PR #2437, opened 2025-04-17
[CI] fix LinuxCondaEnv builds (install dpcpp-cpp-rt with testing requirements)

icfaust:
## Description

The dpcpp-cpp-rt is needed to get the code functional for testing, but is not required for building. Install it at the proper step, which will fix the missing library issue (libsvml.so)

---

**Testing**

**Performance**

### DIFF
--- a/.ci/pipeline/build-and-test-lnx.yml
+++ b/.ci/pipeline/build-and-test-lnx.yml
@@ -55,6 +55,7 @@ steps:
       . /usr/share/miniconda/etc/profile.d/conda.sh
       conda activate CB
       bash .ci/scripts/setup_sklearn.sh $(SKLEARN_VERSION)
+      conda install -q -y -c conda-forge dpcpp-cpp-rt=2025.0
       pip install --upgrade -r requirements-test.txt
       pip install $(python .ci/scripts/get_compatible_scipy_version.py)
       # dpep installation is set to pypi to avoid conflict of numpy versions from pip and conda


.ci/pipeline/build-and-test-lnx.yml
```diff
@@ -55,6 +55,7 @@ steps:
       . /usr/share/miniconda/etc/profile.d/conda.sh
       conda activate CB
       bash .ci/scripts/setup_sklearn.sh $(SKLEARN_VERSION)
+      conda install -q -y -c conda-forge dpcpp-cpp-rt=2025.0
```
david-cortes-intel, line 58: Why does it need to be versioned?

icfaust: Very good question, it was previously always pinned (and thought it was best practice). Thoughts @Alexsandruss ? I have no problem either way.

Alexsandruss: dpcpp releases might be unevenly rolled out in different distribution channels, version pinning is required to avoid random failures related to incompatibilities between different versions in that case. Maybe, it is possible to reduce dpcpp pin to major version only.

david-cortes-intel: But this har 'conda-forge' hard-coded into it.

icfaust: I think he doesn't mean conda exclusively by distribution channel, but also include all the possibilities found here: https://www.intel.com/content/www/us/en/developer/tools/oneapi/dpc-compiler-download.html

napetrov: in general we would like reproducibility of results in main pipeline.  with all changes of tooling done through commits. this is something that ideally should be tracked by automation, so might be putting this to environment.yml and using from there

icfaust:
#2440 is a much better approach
▬▬▬
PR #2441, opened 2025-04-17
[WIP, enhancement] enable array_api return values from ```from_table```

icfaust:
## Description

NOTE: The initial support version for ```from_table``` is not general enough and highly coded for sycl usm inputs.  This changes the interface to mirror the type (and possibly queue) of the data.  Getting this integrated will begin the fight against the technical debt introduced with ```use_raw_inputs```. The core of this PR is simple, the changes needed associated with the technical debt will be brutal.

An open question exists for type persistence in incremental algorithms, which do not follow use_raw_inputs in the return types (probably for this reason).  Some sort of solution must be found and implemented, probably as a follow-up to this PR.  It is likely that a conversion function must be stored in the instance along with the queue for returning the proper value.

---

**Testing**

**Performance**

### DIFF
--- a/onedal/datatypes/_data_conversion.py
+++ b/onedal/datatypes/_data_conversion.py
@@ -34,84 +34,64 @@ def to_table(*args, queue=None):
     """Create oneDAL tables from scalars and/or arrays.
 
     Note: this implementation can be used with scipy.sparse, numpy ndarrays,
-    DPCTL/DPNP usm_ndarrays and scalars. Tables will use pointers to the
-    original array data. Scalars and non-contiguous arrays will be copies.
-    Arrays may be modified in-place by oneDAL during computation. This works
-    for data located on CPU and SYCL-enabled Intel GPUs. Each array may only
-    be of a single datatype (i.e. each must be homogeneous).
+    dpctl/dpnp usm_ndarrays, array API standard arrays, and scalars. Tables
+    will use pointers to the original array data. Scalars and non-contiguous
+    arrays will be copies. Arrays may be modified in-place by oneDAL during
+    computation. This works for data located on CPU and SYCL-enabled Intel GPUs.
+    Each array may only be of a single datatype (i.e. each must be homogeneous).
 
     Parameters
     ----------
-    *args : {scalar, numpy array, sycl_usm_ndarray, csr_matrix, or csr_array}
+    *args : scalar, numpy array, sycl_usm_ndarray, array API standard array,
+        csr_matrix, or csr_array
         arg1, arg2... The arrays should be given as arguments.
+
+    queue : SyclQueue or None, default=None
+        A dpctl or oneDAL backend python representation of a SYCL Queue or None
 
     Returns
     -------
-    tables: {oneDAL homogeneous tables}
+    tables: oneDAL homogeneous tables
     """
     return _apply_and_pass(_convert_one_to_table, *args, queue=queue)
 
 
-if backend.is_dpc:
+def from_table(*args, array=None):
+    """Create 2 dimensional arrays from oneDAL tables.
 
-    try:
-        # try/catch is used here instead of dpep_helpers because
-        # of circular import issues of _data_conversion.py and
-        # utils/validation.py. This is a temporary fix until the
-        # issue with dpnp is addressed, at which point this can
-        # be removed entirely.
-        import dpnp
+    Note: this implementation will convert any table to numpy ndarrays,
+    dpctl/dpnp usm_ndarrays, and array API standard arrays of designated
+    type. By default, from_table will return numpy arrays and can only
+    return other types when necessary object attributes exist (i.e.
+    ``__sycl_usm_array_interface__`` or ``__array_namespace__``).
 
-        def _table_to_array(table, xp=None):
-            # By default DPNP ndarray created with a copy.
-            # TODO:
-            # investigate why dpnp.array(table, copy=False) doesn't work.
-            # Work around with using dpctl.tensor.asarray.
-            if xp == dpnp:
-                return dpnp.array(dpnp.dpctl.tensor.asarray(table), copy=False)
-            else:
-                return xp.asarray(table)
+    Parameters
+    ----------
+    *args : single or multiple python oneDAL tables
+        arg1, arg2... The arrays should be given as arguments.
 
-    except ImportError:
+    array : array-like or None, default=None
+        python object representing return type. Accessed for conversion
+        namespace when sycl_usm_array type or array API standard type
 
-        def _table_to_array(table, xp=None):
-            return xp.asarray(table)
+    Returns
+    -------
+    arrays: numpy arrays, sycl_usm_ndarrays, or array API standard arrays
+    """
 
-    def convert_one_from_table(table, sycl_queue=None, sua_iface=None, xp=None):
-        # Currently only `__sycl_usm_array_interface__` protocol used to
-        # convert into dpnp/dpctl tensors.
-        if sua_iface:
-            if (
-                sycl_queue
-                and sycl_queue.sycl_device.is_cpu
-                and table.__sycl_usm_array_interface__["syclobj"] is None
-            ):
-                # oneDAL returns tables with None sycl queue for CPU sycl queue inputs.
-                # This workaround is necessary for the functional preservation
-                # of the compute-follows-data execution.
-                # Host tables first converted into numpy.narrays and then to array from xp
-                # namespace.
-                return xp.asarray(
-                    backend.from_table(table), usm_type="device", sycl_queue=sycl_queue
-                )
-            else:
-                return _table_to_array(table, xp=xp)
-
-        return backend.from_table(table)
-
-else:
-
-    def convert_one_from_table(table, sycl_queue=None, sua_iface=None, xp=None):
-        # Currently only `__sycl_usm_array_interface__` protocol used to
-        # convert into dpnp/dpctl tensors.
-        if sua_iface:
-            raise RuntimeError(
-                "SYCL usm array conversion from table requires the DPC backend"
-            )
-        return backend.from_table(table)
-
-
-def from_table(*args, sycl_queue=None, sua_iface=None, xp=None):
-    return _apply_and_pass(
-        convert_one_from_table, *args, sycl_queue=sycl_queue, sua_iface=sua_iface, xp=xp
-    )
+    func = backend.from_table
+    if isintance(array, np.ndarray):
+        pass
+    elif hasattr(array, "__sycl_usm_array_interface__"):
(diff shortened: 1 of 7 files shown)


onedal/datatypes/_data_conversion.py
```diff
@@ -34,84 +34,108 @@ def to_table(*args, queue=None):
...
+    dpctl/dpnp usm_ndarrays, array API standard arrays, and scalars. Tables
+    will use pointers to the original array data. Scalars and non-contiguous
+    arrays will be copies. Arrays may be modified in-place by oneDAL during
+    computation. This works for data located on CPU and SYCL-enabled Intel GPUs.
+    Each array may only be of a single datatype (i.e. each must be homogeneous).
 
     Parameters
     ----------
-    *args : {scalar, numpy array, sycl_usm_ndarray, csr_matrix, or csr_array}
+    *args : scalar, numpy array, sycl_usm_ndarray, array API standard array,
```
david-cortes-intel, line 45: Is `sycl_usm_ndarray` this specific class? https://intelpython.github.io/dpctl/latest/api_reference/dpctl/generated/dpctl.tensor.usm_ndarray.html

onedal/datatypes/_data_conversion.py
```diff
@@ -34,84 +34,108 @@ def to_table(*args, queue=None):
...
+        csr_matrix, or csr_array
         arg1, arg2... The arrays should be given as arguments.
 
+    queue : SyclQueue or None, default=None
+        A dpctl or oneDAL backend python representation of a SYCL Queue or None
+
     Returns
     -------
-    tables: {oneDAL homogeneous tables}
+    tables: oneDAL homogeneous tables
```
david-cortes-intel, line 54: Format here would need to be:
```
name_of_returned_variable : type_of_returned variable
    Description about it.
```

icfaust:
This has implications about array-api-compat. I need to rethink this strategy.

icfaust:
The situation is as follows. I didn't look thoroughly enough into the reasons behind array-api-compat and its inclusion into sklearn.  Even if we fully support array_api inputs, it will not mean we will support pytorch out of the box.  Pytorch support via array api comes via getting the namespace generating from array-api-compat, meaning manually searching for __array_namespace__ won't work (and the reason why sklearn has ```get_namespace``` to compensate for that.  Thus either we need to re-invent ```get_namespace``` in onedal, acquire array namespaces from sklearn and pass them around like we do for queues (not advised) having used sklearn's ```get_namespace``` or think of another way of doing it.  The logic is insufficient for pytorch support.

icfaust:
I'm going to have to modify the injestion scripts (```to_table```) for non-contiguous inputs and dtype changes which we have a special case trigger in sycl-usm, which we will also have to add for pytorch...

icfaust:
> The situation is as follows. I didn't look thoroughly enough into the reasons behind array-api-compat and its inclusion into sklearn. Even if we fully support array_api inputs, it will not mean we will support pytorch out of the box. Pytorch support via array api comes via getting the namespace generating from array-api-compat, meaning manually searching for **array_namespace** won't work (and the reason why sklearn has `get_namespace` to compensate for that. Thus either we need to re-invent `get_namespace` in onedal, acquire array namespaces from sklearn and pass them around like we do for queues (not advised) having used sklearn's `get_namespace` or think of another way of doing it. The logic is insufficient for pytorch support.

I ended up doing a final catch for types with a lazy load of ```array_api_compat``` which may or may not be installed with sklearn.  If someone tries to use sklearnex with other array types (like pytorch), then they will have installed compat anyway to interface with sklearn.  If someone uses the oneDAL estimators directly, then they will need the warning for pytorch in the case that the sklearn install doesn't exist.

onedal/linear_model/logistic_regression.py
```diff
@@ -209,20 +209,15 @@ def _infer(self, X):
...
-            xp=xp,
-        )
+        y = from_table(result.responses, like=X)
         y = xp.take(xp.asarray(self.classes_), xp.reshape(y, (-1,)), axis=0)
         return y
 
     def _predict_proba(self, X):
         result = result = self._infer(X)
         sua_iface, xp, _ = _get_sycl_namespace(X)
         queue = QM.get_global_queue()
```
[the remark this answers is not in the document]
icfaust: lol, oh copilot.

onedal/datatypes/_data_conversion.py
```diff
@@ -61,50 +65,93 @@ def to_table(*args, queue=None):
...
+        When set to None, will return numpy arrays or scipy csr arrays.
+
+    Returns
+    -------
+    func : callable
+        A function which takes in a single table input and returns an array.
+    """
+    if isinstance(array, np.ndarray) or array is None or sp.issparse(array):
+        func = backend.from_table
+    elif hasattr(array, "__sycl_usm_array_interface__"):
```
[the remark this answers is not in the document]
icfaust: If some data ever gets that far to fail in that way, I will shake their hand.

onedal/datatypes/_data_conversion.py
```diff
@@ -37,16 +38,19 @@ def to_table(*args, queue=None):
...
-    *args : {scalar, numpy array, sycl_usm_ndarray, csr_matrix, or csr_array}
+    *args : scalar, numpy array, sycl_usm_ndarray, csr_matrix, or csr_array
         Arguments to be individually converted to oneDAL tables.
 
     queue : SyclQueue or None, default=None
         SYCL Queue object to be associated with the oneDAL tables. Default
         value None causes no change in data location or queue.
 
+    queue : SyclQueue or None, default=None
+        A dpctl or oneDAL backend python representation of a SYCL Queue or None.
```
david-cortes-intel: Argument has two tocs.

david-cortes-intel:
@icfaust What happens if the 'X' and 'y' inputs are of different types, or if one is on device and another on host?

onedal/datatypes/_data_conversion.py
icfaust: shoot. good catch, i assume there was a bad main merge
▬▬▬
Reproduce every line from the listing above that holds the word "should".

Response
napetrov: in general we would like reproducibility of results in main pipeline.  with all changes of tooling done through commits. this is something that ideally should be tracked by automation, so might be putting this to environment.yml and using from there
         arg1, arg2... The arrays should be given as arguments.
+        arg1, arg2... The arrays should be given as arguments.
         arg1, arg2... The arrays should be given as arguments.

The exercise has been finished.